Task item >>
Within the entries below, every line containing "values" is to be copied.

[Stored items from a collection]

◇ ◇ ◇ ◇ ◇ ◇ ◇

PR #6407, opened 2026-06-29
[state] Add state track tables and account for it in _process_available_info_summary

etiennep-chromium:
This PR adds state.sql to define state_track, process_state_track and thread_state_track with tests.

This also fixes a UI crash when a process contains only state tracks;
_process_available_info_summary needs to include process_state_track to be considered non-empty.


LalitMaganti:
I don't see any change to _process_available_info_summary

etiennep-chromium:
> I don't see any change to _process_available_info_summary

I added a comment; it's a 1 line change.

LalitMaganti (approved):

PR #6472, opened 2026-07-01
tp: expand (flags_enum)-annotated fields into per-flag args

zezeozue:
Adds DescriptorPool::FlagSetToViews, which expands a flag bitmask into the names of its set flags, appended as string_views into the pool's enum-name storage. Composite (multi-bit) values are skipped; the set bits with no single-bit name are returned to the caller.

A proto int field can carry a (flags_enum) FieldOptions annotation naming its flags enum. proto_to_args_parser reads it and emits one string arg per set flag via FlagSetToViews, instead of the raw int. Living in the args funnel, it covers base fields and both extension surfaces with no per-parser code. The annotation is surfaced on FieldDescriptor, extracted from the field options during descriptor finalization.


src/trace_processor/util/descriptors.cc
```diff
@@ -499,6 +504,14 @@ base::Status DescriptorPool::AddFromFileDescriptorSet(
         continue;
       }
       ResolveUninterpretedOption(descriptor, field, *field.mutable_options());
+      // Pull out the (flags_enum) annotation, now resolved to its field number.
+      protozero::ProtoDecoder opt(field.options().data(),
```
LalitMaganti: There's already a decoder in ResolveUninterpretedOption. No point duplicating. You can also use FindField instead of a ReadField loop.

src/trace_processor/util/descriptors.cc
```diff
@@ -40,6 +40,11 @@
 
 namespace perfetto::trace_processor {
 namespace {
+
+// FieldOptions extension field number for the (flags_enum) annotation: names
+// the flags enum whose bits a field's bitmask should be expanded with.
+constexpr uint32_t kFlagsEnumFieldOptionNumber = 60002;
```
LalitMaganti: Where is this coming from? If this is something we're hardcoding in descriptors.cc it must be some protobuf thing or something we're making a standardised thing in protozero. Otherwise, it shouldn't be here.

src/trace_processor/util/descriptors.h
```diff
@@ -256,6 +264,15 @@ class DescriptorPool {
                                             std::string_view enum_name,
                                             int32_t value) const;
 
+  // For each single-bit flag set in |mask| for the flags enum |enum_name|,
+  // appends its name into |*out| as a string_view into the pool's own storage.
+  // Composite values are ignored. Returns the set bits with no single-bit name
+  // (|mask| if |enum_name| is unknown). |cache| memoises the resolved enum.
+  int64_t FlagSetToViews(CachedDescriptor& cache,
```
LalitMaganti: This is a *weird* return value I'll be honest.

src/trace_processor/util/descriptors.h
```diff
@@ -51,6 +51,9 @@ class FieldDescriptor {
   uint32_t type() const { return type_; }
   const std::string& raw_type_name() const { return raw_type_name_; }
   const std::string& resolved_type_name() const { return resolved_type_name_; }
+  // Full name of the flags enum this field's bitmask should be expanded with,
```
LalitMaganti: Please cleanup comments like this. They don't add anything nor do they fit in with the style.

src/trace_processor/util/descriptors.h
```diff
@@ -256,6 +264,15 @@ class DescriptorPool {
                                             std::string_view enum_name,
                                             int32_t value) const;
 
+  // For each single-bit flag set in |mask| for the flags enum |enum_name|,
```
LalitMaganti: As above.

src/trace_processor/util/proto_to_args_parser.cc
```diff
@@ -752,6 +765,25 @@ base::Status ProtoToArgsParser::AddEnum(const FieldDescriptor& descriptor,
   return base::OkStatus();
 }
 
+base::Status ProtoToArgsParser::AddFlags(const FieldDescriptor& descriptor,
+                                         int64_t value,
+                                         Delegate& delegate) {
+  flag_views_.clear();
+  DescriptorPool::CachedDescriptor cache;
```
LalitMaganti: Uhhhh there's no point having a cached descriptor only to *immediately* throw it away.

src/trace_processor/util/descriptors.h
```diff
@@ -68,6 +71,10 @@ class FieldDescriptor {
     resolved_type_name_ = resolved_type_name;
   }
 
+  void set_flags_enum(const std::string& flags_enum) {
```
LalitMaganti: IMO I don't see any reason why you could not resolve it to an index right here.

LalitMaganti (commented):
I'm really not a fan of how this CL is being done. I feel like this is just taking weird shortcuts and design decisions and it's not coherent at all for code which is quite core to TP. If AI was used here, I don't think it's done a good job at all.

src/trace_processor/util/descriptors.h
zezeozue: It doesn't seem that weird to me. Its jut returning the unmatched bits. What alternative do you recommend?

src/trace_processor/util/descriptors.cc
```diff
@@ -520,14 +520,31 @@ base::Status DescriptorPool::AddFromFileDescriptorSet(
...
+    }
+  }
   for (ProtoDescriptor& descriptor : descriptors_) {
     for (auto& entry : *descriptor.mutable_fields()) {
       FieldDescriptor& field = entry.second;
       if (field.options().empty()) {
         continue;
       }
       ResolveUninterpretedOption(descriptor, field, *field.mutable_options());
+      if (flags_enum_option_number) {
```
LalitMaganti, line 538: Please refactor into a separate function.

src/trace_processor/util/descriptors.h
LalitMaganti: Any solution I come up with seems worse so fine.

LalitMaganti (approved):

PR #6479, opened 2026-07-02
tp: Strip non-canonical elements from Java stack frame names

lucigrigo:
When ingesting stack frames via the `art_process_metadata` packet, drop the non-canonical elements (such as return types and argument signatures) from the Java method name. 

This ensures that stack frame naming behavior is consistent across all collection mechanisms, matching the formatting used by the out-of-process unwinder.


src/trace_processor/plugins/art_process_metadata_importer/art_process_metadata_module.cc
```diff
@@ -38,6 +38,18 @@ using protos::pbzero::TracePacket;
 
 namespace {
 
+base::StringView StripJavaSignature(base::StringView signature) {
```
ilkos: nit: I'd probably name this ExtractMethodName(base::StringView frame)

ilkos (approved):

src/trace_processor/plugins/art_process_metadata_importer/art_process_metadata_module.cc
lucigrigo: done

PR #6487, opened 2026-07-02
Fix AddressRange creation in JitCache::MoveCode

khokhlov962:
JitCache::MoveCode was incorrectly constructing AddressRange by passing
the size of the old range as the 'end' argument to the AddressRange constructor.
This CL fixes it by using AddressRange::FromStartAndSize to correctly
construct the range.


khokhlov962:
Friendly ping :)

LalitMaganti (approved):

PR #6488, opened 2026-07-02
proto: reorder fw/native trace_packet message

sashwinbalaji:
Move FrameTimelineEvent and EvdevEvent definitions above the FrameworksNativeTracePacket extension wrapper so every message is declared before it is used. Removes the forward reference and keeps the extend block at the bottom, matching the other OOT extension files.


LalitMaganti:
Shouldn't this be in Android repo?

safayat-google (approved):

sashwinbalaji:
> Shouldn't this be in Android repo? 

This is the third party mirror but in android it's fine http://ag/40356088

PR #6490, opened 2026-07-02
tp: ui: warn about dropped events before opening merged traces

LalitMaganti:
The multi-trace merge dialog's alignment dry-run only summed the
clock-sync drop stats, so a fixed offset which moves events before the
start of the merged timeline reported "All traces line up" and then
silently dropped those events at load, surfacing only as a post-load
data-loss badge.

Count trace_sorter_negative_timestamp_dropped in the dry-run and make
TraceSorter record it even in tokenize-only mode, which the dry-run
uses. Also generalize the dialog's warning copy and mention the merge
offset cause in the stat's description.

### DIFF
--- a/src/trace_processor/sorter/trace_sorter.h
+++ b/src/trace_processor/sorter/trace_sorter.h
@@ -364,12 +364,15 @@ class TraceSorter::Stream {
  public:
   // Public API for tokenizers.
   void Push(int64_t ts, T data) {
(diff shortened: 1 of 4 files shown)


LalitMaganti:
Superseded by #6491 (same change; the commit was amended and lost its spr commit-id, so spr opened a fresh PR).

PR #6504, opened 2026-07-03
ui: Google drive integration (Googlers only)

stevegolton:
Adds the following features for Googlers only (for now):

- Open a trace from google drive.
- Save a trace to google drive, share it with specific people/groups (modify ACLs), and generate a share link.
- Allow opening pftrace files in Perfetto directly from drive (after initial configuration).

The final point takes a bit of explanation. After connecting perfetto to drive for the first time - which happens after the first time the user opens or saves a trace to drive - perfetto installs itself as an app that can open pftrace files (.trace, .pftrace, .perfetto-trace, + .gz variants). These files then get an 'Open in perfetto' button when viewing them on the drive.


stevegolton:
Superseded by https://github.com/google/perfetto/pull/7188

PR #6512, opened 2026-07-03
ui: Add Intelletto assistant plugin

stevegolton:
Adds dev.perfetto.Intelletto, the conversational assistant that sits in the sidebar and uses the LLM gateway plugin. It owns the agent loop (multi-step tool use with lazy tool loading), the trace-scoped chat session and context registry, the core query/schema tools, and the sidebar chat panel.

The agent drives the gateway directly: it picks the first configured model advertising the 'agentic' role and streams a turn via gateway.createStream(). The chat panel header shows that active model.

RFC: https://github.com/google/perfetto/discussions/6240

Note: Plugin is not enabled while in development - so for testing, enable `dev.perfetto.Intelletto` and open the sidebar.

Tools:

1. run_query — run PerfettoSQL, return rows as JSON
2. get_schema — list tables/views or a table's columns
3. get_selection — read the current UI selection
4. show_query — open a query in the Query page (mutating)
5. navigate — switch to a route, e.g. /viewer (mutating)
6. list_tools / more_tools — lazy-loading meta-tools (off by default)

Context injections:

1. page — current page route
2. viewport — visible time range (start/end ns)
3. selection — current selection, if any

### DIFF
--- a/ui/src/core/app_impl.ts
+++ b/ui/src/core/app_impl.ts
@@ -16,7 +16,7 @@ import {AsyncLimiter} from '../base/async_limiter';
 import {defer} from '../base/deferred';
 import {ensureExists, assertTrue} from '../base/assert';
 import {ServiceWorkerController} from '../frontend/service_worker_controller';
-import type {App} from '../public/app';
+import type {App, Route} from '../public/app';
 import type {SqlPackage} from '../public/extra_sql_packages';
 import type {FeatureFlagManager, FlagSettings} from '../public/feature_flag';
 import type {Raf} from '../public/raf';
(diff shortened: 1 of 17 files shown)


ui/src/core/embedder/default_plugins.ts
```diff
@@ -73,6 +73,7 @@ export const defaultPlugins = [
   'dev.perfetto.JournaldLog',
   'dev.perfetto.HeapProfile',
   'dev.perfetto.InstrumentsSamplesProfile',
+  'dev.perfetto.Intelletto',
```
LalitMaganti: Do we want to enable this by default?

LalitMaganti (approved):

ui/src/core/embedder/default_plugins.ts
stevegolton: Good catch - forgot to push the latest changes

◇ ◇ ◇ ◇ ◇ ◇ ◇

Reply >>
Adds DescriptorPool::FlagSetToViews, which expands a flag bitmask into the names of its set flags, appended as string_views into the pool's enum-name storage. Composite (multi-bit) values are skipped; the set bits with no single-bit name are returned to the caller.
+  // Composite values are ignored. Returns the set bits with no single-bit name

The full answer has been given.